Although you should do some research online and know the signs, symptoms, and ways to help, realize that if it doesn’t work right away it’s not because of you, but maybe your partner just needs something different.
9. You should support her, but don’t suffocate her.
Showing support is important in terms of your relationship and helping your partner through her anxiety. However, don’t push her to talk and communicate if she’s not ready. Experts say that when your partner feels comfortable enough, she will come to you. Katharina Star, PhD points out:
Communicate to your partner that you are available to listen, but that you will not push them into discussing it until they feel ready. Additionally, do not bring up their disorder in front of others. Many panic sufferers chose to only tell trusted friends and family about their condition. It can cause embarrassment or other conflicts if you mention their struggle in a group setting.
Remember to be there, but not to put a label on your partner that she is only her anxiety.

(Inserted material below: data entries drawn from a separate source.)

PR #375, opened 2018-03-14
Parallel e2e

jimmidyson:

To speed up test runs by enabling option of parallelism via ginkgo (requires heptio/kube-conformance#17 to be merged and released before this to be functional).

This also enables specifying the kube-conformance image which I needed during development cycles, but could be useful for people running other e2e images.

Plus this switches to use single-quotes YAML strings in templates to fix using e.g. `\[Serial\]` in skip/focus (YAML doesn't like non-escaped backslashes in double quotes strings so easier to switch to single-quoted to not require escaping at all.

Um, I haven't raised one...

We'd love to get this in ASAP so we can start using it for all our CI needs. We currently have hand-rolled e2e test 

**Release note**:
```
Parallel e2e tests can be enabled by specifying `--e2e-parallel=y` flag
```

### DIFF
--- a/cmd/sonobuoy/app/args.go
+++ b/cmd/sonobuoy/app/args.go
@@ -78,8 +78,9 @@ func AddSonobuoyConfigFlag(cfg *SonobuoyConfig, flags *pflag.FlagSet) {
 }
 
 const (
-	e2eFocusFlag = "e2e-focus"
-	e2eSkipFlag  = "e2e-skip"
+	e2eFocusFlag    = "e2e-focus"
+	e2eSkipFlag     = "e2e-skip"
+	e2eParallelFlag = "e2e-parallel"
 )
 
 // AddE2EConfigFlags adds two arguments: --e2e-focus and --e2e-skip. These are not taken as pointers, as they are only used by GetE2EConfig. Instead, they are returned as a Flagset which should be passed to GetE2EConfig. The returned flagset will be added to the passed in flag set.
@@ -95,12 +96,16 @@ func AddE2EConfigFlags(flags *pflag.FlagSet) *pflag.FlagSet {
 		e2eSkipFlag, defaultMode.E2EConfig.Skip,
 		"Specify the E2E_SKIP flag to the conformance tests. Overrides --mode.",
 	)
+	e2eFlags.String(
+		e2eParallelFlag, defaultMode.E2EConfig.Parallel,
+		"Specify the E2E_PARALLEL flag to the conformance tests. Overrides --mode.",
+	)
 	flags.AddFlagSet(e2eFlags)
 	return e2eFlags
 }
 
-// GetE2EConfig gets the E2EConfig from the mode, then overrides them with e2e-focus and e2e-skip if they are provided.
-// We can't rely on the zero value of the flags, as "" is a valid  focus or skip value.
+// GetE2EConfig gets the E2EConfig from the mode, then overrides them with e2e-focus, e2e-skip and e2e-parallel if they
+// are provided. We can't rely on the zero value of the flags, as "" is a valid focus, skip or parallel value.
 func GetE2EConfig(mode ops.Mode, flags *pflag.FlagSet) (*ops.E2EConfig, error) {
 	cfg := mode.Get().E2EConfig
 	if flags.Changed(e2eFocusFlag) {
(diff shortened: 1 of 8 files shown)


jimmidyson:
Should say this requires heptio/kube-conformance#17 to be merged and released first.

cmd/sonobuoy/app/args.go
```diff
@@ -87,12 +96,16 @@ func AddE2EConfigFlags(flags *pflag.FlagSet) *pflag.FlagSet {
 		e2eSkipFlag, defaultMode.E2EConfig.Skip,
 		"Specify the E2E_SKIP flag to the conformance tests. Overrides --mode.",
 	)
+	e2eFlags.String(
```
timothysc: kind of want to hide this for power CI users only, b/c folks can destroy their clusters.

jimmidyson: Marked flag as hidden.

cmd/sonobuoy/app/args.go
```diff
@@ -87,12 +96,17 @@ func AddE2EConfigFlags(flags *pflag.FlagSet) *pflag.FlagSet {
...
+		e2eParallelFlag, defaultMode.E2EConfig.Parallel,
```
chuckha: Please add the defaults to the specified modes https://github.com/heptio/sonobuoy/blob/master/pkg/client/mode.go#L82, I think the default should be "n" or whatever the no value is for all three modes

cmd/sonobuoy/app/args.go
```diff
@@ -70,8 +78,9 @@ func AddSonobuoyConfigFlag(cfg *SonobuoyConfig, flags *pflag.FlagSet) {
...
 
 const (
-	e2eFocusFlag = "e2e-focus"
-	e2eSkipFlag  = "e2e-skip"
+	e2eFocusFlag    = "e2e-focus"
+	e2eSkipFlag     = "e2e-skip"
+	e2eParallelFlag = "e2e-parallel"
 )
 
 // AddE2EConfigFlags adds two arguments: --e2e-focus and --e2e-skip. These are not taken as pointers, as they are only used by GetE2EConfig. Instead, they are returned as a Flagset which should be passed to GetE2EConfig. The returned flagset will be added to the passed in flag set.
```
chuckha: please update the godoc to reflect the new flag and comment on its hidden status and why it is hidden in the UI

pkg/client/gen.go
```diff
@@ -58,14 +61,16 @@ func (c *SonobuoyClient) GenerateManifest(cfg *GenConfig) ([]byte, error) {
...
 	tmplVals := &templateValues{
-		E2EFocus:        cfg.E2EConfig.Focus,
-		E2ESkip:         cfg.E2EConfig.Skip,
-		SonobuoyConfig:  string(marshalledConfig),
-		SonobuoyImage:   cfg.Image,
-		Version:         buildinfo.Version,
-		Namespace:       cfg.Namespace,
-		EnableRBAC:      cfg.EnableRBAC,
-		ImagePullPolicy: cfg.ImagePullPolicy,
+		E2EFocus:             strings.Replace(cfg.E2EConfig.Focus, "'", "''", -1),
```
chuckha: I see this covered in #376 -- is this PR pending some updates?

Could you add a comment about why replacing one single quote with two single quotes is the thing to do here? I don't quite understand the replacement after looking at the YAML template change as well.

cmd/sonobuoy/app/args.go
jimmidyson: Defaulted to `"1"` for all 3 modes as discussed in https://github.com/heptio/kube-conformance/pull/17#discussion_r174653310

pkg/client/gen.go
jimmidyson: If we merged #376 then I can rebase this and drop this from this PR. I'll add comments in other PR as it's more focused.

cmd/sonobuoy/app/args.go
jimmidyson: Done.

pkg/client/gen.go
jimmidyson: Added comments in #376.

chuckha: Awesome. That was super helpful. Let's get the other one merged first so you can drop it from here.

10. You have to embrace solutions.
While you cannot necessarily “cure” your partner’s anxiety, you can help embrace positive solutions and suggestions to help make it better. This can mean a multitude of things. Doing things together that help her anxiety is one–like going to yoga or meditating together. Another is pushing her to go to therapy and speak to someone about her situation and condition. You can even suggest going to therapy together so that she sees you’re on board with supporting her and helping her through her anxiety. Experts say that couples therapy helps you both:
Don’t be afraid to seek outside help for your relationship if warranted. This can be a good adjunct to the individual’s therapy for the anxiety disorder. Couples therapy promotes better communication skills, which can allow people to feel more at ease in a variety of typically anxiety-provoking situations. In addition, less stress at home creates a better environment in which to work on the treatment of an anxiety disorder.
Dating a girl with anxiety is hard, but here’s why it’s worth it.
Girls with anxiety are fierce, triumphant and cunning. They are unstoppable. They don’t accept failure as an option – they push themselves to reach every single goal they set. They are never truly at ease, they are never truly the calm that comes before the storm – they are the storm. They are the raging, thundering, fiery storm that rips through towns and leave their mark.